§ **WHAT IS EXPECTED**: Nothing but the lines holding the string "first" should appear in the answer. Copy them from the entries.

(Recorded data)
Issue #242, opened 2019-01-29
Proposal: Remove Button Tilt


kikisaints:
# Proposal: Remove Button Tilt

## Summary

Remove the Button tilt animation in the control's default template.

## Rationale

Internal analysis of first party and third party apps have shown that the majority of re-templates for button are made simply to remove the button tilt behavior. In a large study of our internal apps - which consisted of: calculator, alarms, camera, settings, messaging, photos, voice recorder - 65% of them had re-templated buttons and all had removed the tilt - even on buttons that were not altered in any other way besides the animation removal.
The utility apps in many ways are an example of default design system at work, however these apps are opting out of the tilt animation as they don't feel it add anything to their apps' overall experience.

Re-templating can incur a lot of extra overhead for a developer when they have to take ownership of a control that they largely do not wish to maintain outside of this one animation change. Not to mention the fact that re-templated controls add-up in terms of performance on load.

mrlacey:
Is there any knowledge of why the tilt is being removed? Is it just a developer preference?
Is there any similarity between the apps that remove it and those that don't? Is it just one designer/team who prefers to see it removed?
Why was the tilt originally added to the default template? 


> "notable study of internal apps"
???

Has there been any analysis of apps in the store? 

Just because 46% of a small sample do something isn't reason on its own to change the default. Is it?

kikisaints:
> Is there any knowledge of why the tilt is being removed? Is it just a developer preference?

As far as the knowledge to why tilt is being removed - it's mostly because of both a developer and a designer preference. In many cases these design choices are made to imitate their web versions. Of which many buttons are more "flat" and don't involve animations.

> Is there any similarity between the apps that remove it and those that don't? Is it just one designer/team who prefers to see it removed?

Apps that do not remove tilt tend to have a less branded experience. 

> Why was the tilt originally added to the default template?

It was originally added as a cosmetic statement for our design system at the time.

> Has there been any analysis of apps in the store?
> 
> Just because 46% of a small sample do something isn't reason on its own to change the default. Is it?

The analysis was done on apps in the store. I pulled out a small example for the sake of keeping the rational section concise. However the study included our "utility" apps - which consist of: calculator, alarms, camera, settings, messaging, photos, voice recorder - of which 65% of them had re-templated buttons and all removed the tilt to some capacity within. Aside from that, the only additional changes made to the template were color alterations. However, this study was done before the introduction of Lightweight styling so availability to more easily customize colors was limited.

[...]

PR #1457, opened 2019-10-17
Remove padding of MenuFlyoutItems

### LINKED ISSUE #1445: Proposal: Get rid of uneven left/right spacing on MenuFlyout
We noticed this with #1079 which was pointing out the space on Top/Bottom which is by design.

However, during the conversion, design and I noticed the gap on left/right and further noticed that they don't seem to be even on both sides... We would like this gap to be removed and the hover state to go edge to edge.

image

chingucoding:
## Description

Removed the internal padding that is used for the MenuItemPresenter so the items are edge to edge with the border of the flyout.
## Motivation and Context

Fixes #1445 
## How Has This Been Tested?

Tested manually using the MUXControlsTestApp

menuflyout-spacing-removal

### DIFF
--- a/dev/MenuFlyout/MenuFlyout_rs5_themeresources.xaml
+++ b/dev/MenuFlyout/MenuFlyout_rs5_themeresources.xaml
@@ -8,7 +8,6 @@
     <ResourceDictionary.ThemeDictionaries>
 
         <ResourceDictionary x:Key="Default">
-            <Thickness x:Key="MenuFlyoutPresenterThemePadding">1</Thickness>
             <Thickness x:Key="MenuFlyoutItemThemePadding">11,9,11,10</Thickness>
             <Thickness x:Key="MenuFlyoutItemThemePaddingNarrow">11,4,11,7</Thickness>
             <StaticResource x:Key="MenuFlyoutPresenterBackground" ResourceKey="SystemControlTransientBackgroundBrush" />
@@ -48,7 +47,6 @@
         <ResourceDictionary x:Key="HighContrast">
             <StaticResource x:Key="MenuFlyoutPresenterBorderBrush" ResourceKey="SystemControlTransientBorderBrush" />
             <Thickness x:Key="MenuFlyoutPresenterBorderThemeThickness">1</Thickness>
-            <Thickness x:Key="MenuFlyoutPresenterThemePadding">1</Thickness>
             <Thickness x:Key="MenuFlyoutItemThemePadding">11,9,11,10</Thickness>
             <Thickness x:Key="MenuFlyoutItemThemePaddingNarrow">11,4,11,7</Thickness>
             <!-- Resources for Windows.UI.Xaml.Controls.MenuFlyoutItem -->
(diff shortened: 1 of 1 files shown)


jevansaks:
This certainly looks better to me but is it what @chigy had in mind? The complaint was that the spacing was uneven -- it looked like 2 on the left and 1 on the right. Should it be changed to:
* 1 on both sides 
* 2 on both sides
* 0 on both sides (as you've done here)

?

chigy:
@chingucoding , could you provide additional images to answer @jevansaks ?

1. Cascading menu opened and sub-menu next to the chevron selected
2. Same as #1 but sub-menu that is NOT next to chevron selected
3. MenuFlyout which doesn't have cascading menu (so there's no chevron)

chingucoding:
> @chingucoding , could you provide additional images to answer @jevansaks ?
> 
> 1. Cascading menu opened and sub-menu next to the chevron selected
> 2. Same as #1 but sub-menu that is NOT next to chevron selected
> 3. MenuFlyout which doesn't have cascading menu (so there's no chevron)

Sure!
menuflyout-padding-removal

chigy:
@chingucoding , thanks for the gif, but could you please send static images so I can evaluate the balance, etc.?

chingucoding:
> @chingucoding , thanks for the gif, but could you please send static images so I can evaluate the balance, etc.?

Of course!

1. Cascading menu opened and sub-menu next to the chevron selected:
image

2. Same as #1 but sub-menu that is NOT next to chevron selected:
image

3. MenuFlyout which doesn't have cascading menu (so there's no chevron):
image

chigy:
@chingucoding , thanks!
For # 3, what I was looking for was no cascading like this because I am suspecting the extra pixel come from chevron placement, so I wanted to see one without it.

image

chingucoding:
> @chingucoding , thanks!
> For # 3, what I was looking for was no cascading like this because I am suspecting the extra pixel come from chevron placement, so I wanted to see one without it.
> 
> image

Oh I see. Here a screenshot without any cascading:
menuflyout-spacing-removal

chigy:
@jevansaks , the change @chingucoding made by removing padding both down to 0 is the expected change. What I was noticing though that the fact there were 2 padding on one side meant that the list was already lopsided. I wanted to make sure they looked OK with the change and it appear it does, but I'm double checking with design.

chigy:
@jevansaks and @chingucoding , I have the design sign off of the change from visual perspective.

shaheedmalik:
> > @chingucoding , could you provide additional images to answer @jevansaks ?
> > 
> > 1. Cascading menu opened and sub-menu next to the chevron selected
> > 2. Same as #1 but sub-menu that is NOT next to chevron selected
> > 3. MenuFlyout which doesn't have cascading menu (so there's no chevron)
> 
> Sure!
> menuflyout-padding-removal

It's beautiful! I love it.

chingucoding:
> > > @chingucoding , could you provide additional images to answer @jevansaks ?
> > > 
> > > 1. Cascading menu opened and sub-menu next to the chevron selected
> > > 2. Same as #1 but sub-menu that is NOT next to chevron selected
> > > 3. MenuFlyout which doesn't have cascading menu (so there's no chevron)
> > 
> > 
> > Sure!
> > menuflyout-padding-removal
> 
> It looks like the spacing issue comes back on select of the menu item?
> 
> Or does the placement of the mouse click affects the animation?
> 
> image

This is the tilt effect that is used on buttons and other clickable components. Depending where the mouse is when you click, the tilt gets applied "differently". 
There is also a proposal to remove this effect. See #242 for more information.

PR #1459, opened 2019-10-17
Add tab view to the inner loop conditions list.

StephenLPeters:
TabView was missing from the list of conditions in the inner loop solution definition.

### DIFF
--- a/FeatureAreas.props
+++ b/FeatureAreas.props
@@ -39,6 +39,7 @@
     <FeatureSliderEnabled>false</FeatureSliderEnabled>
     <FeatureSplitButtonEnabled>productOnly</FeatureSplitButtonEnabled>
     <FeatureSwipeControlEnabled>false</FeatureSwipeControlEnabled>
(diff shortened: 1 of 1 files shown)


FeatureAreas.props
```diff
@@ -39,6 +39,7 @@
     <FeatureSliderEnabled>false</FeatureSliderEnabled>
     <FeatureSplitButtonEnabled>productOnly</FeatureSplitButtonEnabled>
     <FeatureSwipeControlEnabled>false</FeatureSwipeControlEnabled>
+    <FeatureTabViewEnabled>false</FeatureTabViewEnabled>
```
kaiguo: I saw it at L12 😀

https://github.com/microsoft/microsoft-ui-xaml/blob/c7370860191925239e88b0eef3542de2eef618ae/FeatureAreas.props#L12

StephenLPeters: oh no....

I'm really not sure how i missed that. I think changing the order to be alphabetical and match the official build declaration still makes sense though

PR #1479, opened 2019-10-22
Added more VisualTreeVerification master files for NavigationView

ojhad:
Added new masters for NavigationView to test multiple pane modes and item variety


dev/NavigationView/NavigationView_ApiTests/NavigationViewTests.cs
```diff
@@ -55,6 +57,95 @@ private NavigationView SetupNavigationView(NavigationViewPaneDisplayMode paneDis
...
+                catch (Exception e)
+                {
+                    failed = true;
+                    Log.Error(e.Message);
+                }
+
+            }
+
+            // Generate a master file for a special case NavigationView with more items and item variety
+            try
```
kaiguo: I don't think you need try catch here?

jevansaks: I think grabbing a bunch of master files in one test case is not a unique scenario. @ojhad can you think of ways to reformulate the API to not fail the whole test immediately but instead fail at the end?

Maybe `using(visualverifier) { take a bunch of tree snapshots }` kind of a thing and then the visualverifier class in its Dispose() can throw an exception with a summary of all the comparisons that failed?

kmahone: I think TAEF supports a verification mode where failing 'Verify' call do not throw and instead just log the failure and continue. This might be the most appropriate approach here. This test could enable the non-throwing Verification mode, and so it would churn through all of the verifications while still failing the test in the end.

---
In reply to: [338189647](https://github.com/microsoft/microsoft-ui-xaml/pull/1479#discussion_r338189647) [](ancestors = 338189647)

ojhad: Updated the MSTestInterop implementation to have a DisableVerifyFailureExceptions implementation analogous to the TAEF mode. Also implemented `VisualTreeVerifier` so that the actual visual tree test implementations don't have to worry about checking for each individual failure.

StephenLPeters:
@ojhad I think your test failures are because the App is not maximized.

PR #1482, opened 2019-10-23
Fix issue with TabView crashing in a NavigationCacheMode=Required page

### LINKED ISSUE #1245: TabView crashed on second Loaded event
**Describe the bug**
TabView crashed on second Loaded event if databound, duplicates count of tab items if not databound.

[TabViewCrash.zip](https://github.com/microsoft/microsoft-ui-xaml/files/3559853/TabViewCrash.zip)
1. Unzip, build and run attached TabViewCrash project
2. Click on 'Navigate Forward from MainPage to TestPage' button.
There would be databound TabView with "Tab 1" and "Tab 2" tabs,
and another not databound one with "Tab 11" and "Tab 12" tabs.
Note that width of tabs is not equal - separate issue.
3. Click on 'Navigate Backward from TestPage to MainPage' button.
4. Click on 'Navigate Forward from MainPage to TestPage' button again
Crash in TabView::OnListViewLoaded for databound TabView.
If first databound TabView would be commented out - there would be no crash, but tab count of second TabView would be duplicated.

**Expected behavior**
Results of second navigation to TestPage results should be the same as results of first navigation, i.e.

§ **EXPECTED ANSWER**:
Internal analysis of first party and third party apps have shown that the majority of re-templates for button are made simply to remove the button tilt behavior. In a large study of our internal apps - which consisted of: calculator, alarms, camera, settings, messaging, photos, voice recorder - 65% of them had re-templated buttons and all had removed the tilt - even on buttons that were not altered in any other way besides the animation removal.
If first databound TabView would be commented out - there would be no crash, but tab count of second TabView would be duplicated.
Results of second navigation to TestPage results should be the same as results of first navigation, i.e.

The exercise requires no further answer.